といふ歌も殘つてをる。西行を慕うてをつた芭蕉は、「奥の細道」の旅をこの地に終るに當つて、この色ケ濱を訪ふ事はかねての計畫の一つであつたものであらうか。

 この小貝を見る時は、何となく萩の花を聯想する。その大きさ、色等がどことなく萩の花の面影に似通うてをる。

小萩ちれますほの小貝小盃
   桃青

 等栽の書いた軸になつてゐるものにはこの句が認められてあつた。

掌にますほの小貝萩の塵
   虚子

芭蕉忌やますほの小貝拾ひもし
   同

 やがて一同は船に乘り込んだ。坊さんも坊の妻もその子供も皆桟橋に出て來て懇ろに別離を述べた。檀家總代も同じく頭を下げた。その他村の子供達も皆桟橋に集つて來た。海岸近くにある幅の廣い丈高い稲架が。今見て來た檀家總代の家を隱すやうに立つてゐた。本隆寺も木立の向ふにあつた。その他の家々も稲架かげや木陰になつてゐた。二十世帶、百四十人といふ色ケ濱は、さきの二村や名子村に較べたら大分大きいが、それでも、「濱はわづかなる海士の小家にて、侘しき法花寺あり。」とある通り、元禄時代に較べてみて、さ程の變化はないやうに思はれた。

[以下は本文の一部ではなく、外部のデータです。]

PR #308, opened 2023-10-28
Remove TODOs

ianswett:
I believe some of this is covered by the recently updated GOAWAY section and I'm not sure what else to add here.


kixelated:
I don't think these TODOs have been covered yet. That being said, I would rather we file issues for these so there can be a conversation, rather than litter the draft with TODOs.

kixelated (approved):

ianswett:
I'm unsure what's unresolved, but if you can file new issues as appropriate and link them to this PR, that would be helpful.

 船が桟橋を離れて色ケ濱を振り返つた時に、その淋しい景色が心に染みるやうに覺えた。桟橋に立つてゐる坊さんや坊の妻が振つてゐる手拭は暫く目を離れなかつた。

秋風にもし色あらば色ケ濱
   虚子

 誰かが、いゝ月が出てゐます、と言つた。昨日は雨かと思はれたのが、今朝からいゝ天氣になつた。定めなき北國日和も我等に幸した事を思うた。

月清し遊行のもてる砂の上

と詠じたのは凡そこの頃の月ではなかつたかと思つた。

 六時頃になつて漸く一臺の上り列車が這入つて來た。私等(晴子も同伴)は諸君に別れてそれに乘つた。柏翠親子は淋しく窓外に私等を見送つた。丁度往年愛子と共にあつた時の如く。